Buy Now 2 Dow Leading Performance Stocks

Investors put their feet on the gas today and it’s been a good week for Dow Jones Industrial Average in a well. The Dow added about 823 points today and close to 1,600 points, or 5.3%, for the week’s rebound from a brutal decline last week.

The market has struggled throughout the year, as investors fear the Federal Reserve’s hawkish policy to try to curb rising inflation levels that have become warmer than expected. The Fed is also in the process of reducing its $ 9 trillion balance sheet, which effectively involves pulling liquidity out of the economy. All of this has made the likelihood of a recession even higher.

But this week, it looks like investors have finally fixed the situation and bought some of the decline, with 28 of the Dow’s 30 stocks ending in the green today. I recommend looking at the Dow’s top two finishers today, as both stocks look like good investment opportunities.

Take advantage of the upcoming boom in IT spending

A recent report from Credit Suisse (CS 5.50%) suggests that companies may increase their spending on IT services in the coming years.

Analysts Sami Badri and George Engroff said in a report that they expect to increase by more than 10% and 9%, in 2026, compared to 2021 spending on back and front applications.

Few are better positioned to take advantage than the cloud giant Salesforce (CRM 7.44%)that the stock is up 7.5% today and up more than 16% in the past month.

Credit Suisse also conducted a survey that showed 18% of respondents believe Salesforce will experience the largest increase in IT spending in 2022 on a year-over-year basis, among other tech giants. Microsoft (MSFT 3.42%), Amazon (AMZN 3.58%)at Service Today (NOW 3.82%).

Salesforce’s business turned out better during inflation than many probably thought. Even trading at 39 times forward profit, the stock looks attractive considering its massive market opportunity.

Looks good after a stress test

The Dow’s second best performer today is Goldman Sachs (GS 5.79%)with investment bank shares rising 5.8% today.
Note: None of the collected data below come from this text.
PR #274, opened 2020-11-25
Update CI test job on OSX

justahero:
Fixes the CI test task to run all tests on OSX.

Previously the test task did not run the tests of the `defmt-decoder` crate due to the missing feature `unstable`. In order to run these tests as well the `cargo test` command now includes the `--all-features` option to enable all features. For the decoder this enables the `unstable` feature and therefore runs all of its tests.


japaric (approved):
Thanks for the fix!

The Federal Reserve released the results of its annual stress testing last night and Goldman performed well, showing that it can easily maintain healthy capital levels even in an incredibly severe recession.

The Fed conducts stress testing every year to make sure the banking system is resilient and able to handle an economic collapse. This year, it tested banks in a situation where unemployment between the fourth quarter of 2021 and the first quarter of 2024 will rise and peak at 10.3%. Commercial real estate prices will drop by 40% and stock prices will drop by 55%.

During this nine -quarter period, Goldman will suffer more than $ 18 billion in loan losses and nearly $ 21 billion in trading and counterparty losses. However, its average equity tier 1 (CET1) capital ratio, a measure of a bank’s primary capital expressed as a percentage of its risk -weighted assets such as loans, will fall from 14.2% to 8.4%, which is still much at the very end. basic minimum requirement of 4.5%.

The results are better than Goldman did last year and could allow the bank to enjoy lower regulatory capital requirements, and therefore be able to return more capital to shareholders. I expect the bank to release more information about this on Monday. Trading at almost 8 times forward profits, I like the stock.